Assonance. And then she realizes that their names are assonant too. He was called Jay and the first word of her Chinese name is Rei. The purpose of the half-rhyme is to draw subtle connections between two proximal words in a poem, to construct invisible mental bridges across the border of our conscious perception. When deftly executed in a poem, the reader finds himself thinking of a pair of words, but unable to understand why. Jay. Rei.

Sometimes she writes poems in the school canteen after class, and she always prefers the use of assonance to consonance, which is the full-rhyme of words as in pad, mad, sad. Consonance is too obvious, she thinks - the full- rhyme is forced and artificial, too perfect a fit for so imperfect a world. But assonance is more realistic, with the incomplete agreement of rhyme a more accurate reflection of the state of things. Its understated and indirect nature gives a secret meaning to two words that is both tenuous and profound.

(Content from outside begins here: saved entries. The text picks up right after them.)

PR #176, opened 2026-05-04
feat(ts): extract ProfileSet subclass to scripts/game/

experintellia:
PR 9 of issue #147 — fourth `GameNode` subclass extraction.

**Reordering note**: this was originally planned as the `Database` extraction, but `Database` imports `ProfileSet` directly, so landing `ProfileSet` first removes one of `Database`'s cross-class refs and makes PR 10's diff smaller.

## What changed

**New: `scripts/game/ProfileSet.ts` (~250 LOC, fully strict-typed).** ES class `extends GameNode`. Used as both a template for buyToken popups and as the cued object in the `Database` queue (`Database.cue` constructs one and prepends to the queue `OrderedSet`).

Class-side surface preserved bit-for-bit:
- **`ProfileSetConfig`** interface gathers all the constructor-time stamps (`psid`, `origin`, `profiles_value`, `markNew`, `sortByGestalt`, `convertTokens`, `filter_is_query`, `DBAmounts`, `lockAmountZero`, `lockNotInDB`, `markUpgradeValues`, `lastUpgradeValues`) so callers (`Database.cue`, the various Perp `BuyToken` flows) get a typed config object instead of `Record<string, unknown>`.
- `tokens_map`: `Record<string, { amount?, [key]: unknown }>` typed field; `tokens_set: TokenSetEntry[]` typed field with the legacy `diff/done/database/locked/new` fields.
- `GameRoot` narrowed via local `GameRootForProfileSet` interface declaring `DBTokens`, `DBTokensAbsolute`, `profiles_value`, `raw_data`, `getTypeData` — the only fields ProfileSet reads.
- `updateNewMarker` preserved.

Behaviour preservation notes:
- Legacy `tokens = _.clone(tokens)` shallow-clone preserved via `Array.isArray`-branched `Array.map` / object-spread.
- Legacy `0 === 0` always-true sort guard at line 1933 preserved with the same biome-ignore comment from `Game.js` (removal is a separate refactor — the gate-effect of the full condition isn't documented).
- The two non-array branches (token_map from queue/collect vs flat list from the source perp) preserve the original control flow.

**`scripts/Game.js`:**
- Imports `ProfileSet` from `./game/ProfileSet.js`.
- Removes ~145 LOC of inline `ProfileSet` class definition (lines 1830-1974 in the pre-PR file).
- Replaces with a comment block pointing to the extracted file.
- The legacy IIFE never published `ProfileSet` on the API publisher; the inline `new ProfileSet(...)` call sites in `Database.cue` and the Perp `BuyToken` methods still work because `ProfileSet` is now imported at module top — same closure visibility, different resolution path.

- No new `setState` writers — `ProfileSet` is a UI queue entry; engine layer untouched.

## Cast count — direction

- **`scripts/game/ProfileSet.ts`: 5 internal casts.** 3 are `GameRoot` forward-refs (`as unknown as GameRootForProfileSet`). 1 is the `(groot.getTypeData('ProfileSet') || {}) as Record<string, unknown>` fallback for `data`. 1 is `t as unknown as string` for the `convertTokens` compat branch (legacy code overloaded the gestalt slot to hold a string in that branch).

All 5 will dissolve when `GameRoot` is extracted with a typed surface and when `convertTokens` callers tighten their token shape.

Render-side narrows are zero in this file because `ProfileSet` has no Render code (popup template is set up by `Database`, which will keep its Render touches when extracted in PR 10).

## Test plan

- [x] `pnpm exec biome check .` — clean (auto-fix replaced the legacy `var gnode = this` aliases with direct `this` references).
- [x] `pnpm test:e2e` — 16 specs pass. `share-merge.spec.ts` and `gameplay.spec.ts` exercise the integrate-collect flow that walks through `Database.cue → new ProfileSet → mergeCued`.
- [ ] CI green on PR.

## Roadmap update

- **PR 10: `Database` (~500 LOC).** Now imports `ProfileSet` directly. Still has the dynamic `Game[node.game_type]` lookup + a direct `Game.TokenPerp` ref; will solve via a small `perpRegistry` helper module (register/lookup pattern) so `Database` doesn't need to wait for every Perp class extraction first.
- **PR 11+: Perp classes** (`GamePerp` first, then individual perps).

Refs #147.

---

### DIFF
--- a/scripts/Game.js
+++ b/scripts/Game.js
@@ -30,6 +30,7 @@ import { Imperium } from './game/Imperium.js';
 import { Mission } from './game/Mission.js';
 import { Missions } from './game/Missions.js';
 import { OrderedSet } from './game/OrderedSet.js';
+import { ProfileSet } from './game/ProfileSet.js';
 import { Topscore } from './game/Topscore.js';
 import { Topscores } from './game/Topscores.js';
 import { mergeData } from './game/mergeData.js';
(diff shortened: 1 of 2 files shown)


experintellia (commented):

PR 9 of #147 — `ProfileSet` extraction. Smart reordering decision (landing this before `Database` removes one cross-class ref). Architecture invariants preserved. One subtle behavior nuance worth flagging on the legacy `_.clone(tokens)` translation.

### Cast count

| File | Before | After | Change |
|---|---:|---:|---|
| `GameNode.ts` | 18 | 18 | **Held flat.** ✓ |
| `ProfileSet.ts` | (new) | 4 | 2 GameRoot forward-refs, 1 typeData fallback narrow, 1 `t as unknown as string` for `convertTokens` compat. |

PR description estimated 5; my grep counts 4. Either way, all 4 are anchored on future GameRoot extraction or the documented convertTokens-overloaded-string seam.

### Behavior preservation — one nuance

**The `_.clone(tokens)` translation.** Legacy:
```js
tokens = _.clone(tokens);
```
underscore 1.5.x `_.clone` is:
- For an Array: `slice()` — shallow array copy (elements shared by reference).
- For a plain object: shallow `{...obj}` (top-level fields shared).

New code:
```ts
if (Array.isArray(tokens)) {
  workTokens = tokens.map((t) => ({ ...t }));        // ← clones each element TOO
} else {
  workTokens = { tokens_map: { ...tokens.tokens_map } };  // ← spreads inner map TOO
}
```

This is **deeper than `_.clone`**: the array branch clones each element, and the object branch spreads `tokens.tokens_map`. Legacy behavior shared element / inner-map references; new behavior doesn't.

Where this could matter: if any downstream consumer of `workTokens` (e.g. mutations during the `addtokens.forEach` walk) relies on the mutation propagating back to the original `tokens` reference, that propagation no longer happens.

**In practice it's likely harmless** — the immediate downstream step is `addtokens.forEach((token) => { const t: TokenSetEntry = { gestalt: token.gestalt || '', ...token }; ... })`, which creates fresh `TokenSetEntry` objects anyway. So the over-cloning at the `workTokens` initialization is washed out by the time data lands in `tokens_set`. e2e tests pass (`share-merge.spec.ts` + `gameplay.spec.ts` exercise the integrate-collect → `Database.cue` → `new ProfileSet` → `mergeCued` flow).

But the PR description characterizes this as "shallow-clone preserved" — strictly it's not. Either:
- Update the comment to "shallow-clone, deepened by one level for safety," or
- Match legacy exactly: `workTokens = Array.isArray(tokens) ? tokens.slice() : { tokens_map: tokens.tokens_map };` (with appropriate type assertions).

Non-blocking. Worth a note.

- **No `!` value assertions, no `: any`, no new `webxdc.sendUpdate` emit sites, no new engine `setState` writers, no new `setTimeout`, no DOM in handler bodies.** ✓
- **No prototype-mutation smell** — `ProfileSet` is non-rendered (no `renderType` to set), so the cleanup from PR #175's fixup doesn't apply here.

### Other notes (non-blocking)

- **Sort guard `0 === 0`** preserved with the same biome-ignore from legacy. ✓ Right call to keep — removal needs separate analysis of the gate-effect of the full condition.
- **`new ProfileSet(...)` call sites in Game.js** at lines 2052, 3271, 3627, 3631, 3875, 4712 — all resolve to the module-top imported `ProfileSet` directly. The legacy IIFE never published `ProfileSet` on the API, so there's no `Game.ProfileSet` to maintain. Clean. ✓
- **`var gnode = this` aliases removed by biome auto-fix** — sensible cleanup, semantically equivalent.

### Roadmap

The PR 10 `Database` plan with a `perpRegistry` helper module to dodge the dynamic `Game[node.game_type]` lookup is a good architecture call — decouples Database extraction from waiting on every Perp class. Worth a single-purpose register/lookup helper rather than typing `Game[node.game_type]` directly.

### CI

Pending. Trusting `pnpm test` + `pnpm test:e2e` claims. Want green before merge.

---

For the rest of the forty minutes she thinks of their names. Jay. Rei.

But the two people behind the names - are they assonant as well? She has to admit that she does not know. Does he believe as she does, in the concept of subtle harmonics, in the SPCA, that poetry could save us all? She recognizes the danger of creating a myth of herself and him, though it is equally possible, that she merely has not discerned the logic to their assonance yet.

The lesson ends and she is the last one to leave; she rests her hand on the doorframe of the empty classroom. Without conscious thought, the lines appear and find their way to her lips. She catches herself saying: and then there were two / one who believed in the assonance of you. She isn't sure if those lines will make it into her next poem. Her hand leaves the doorframe and she walks out into the corridor, considering the quiet, conforming, yet imperfect fit of their two bodies.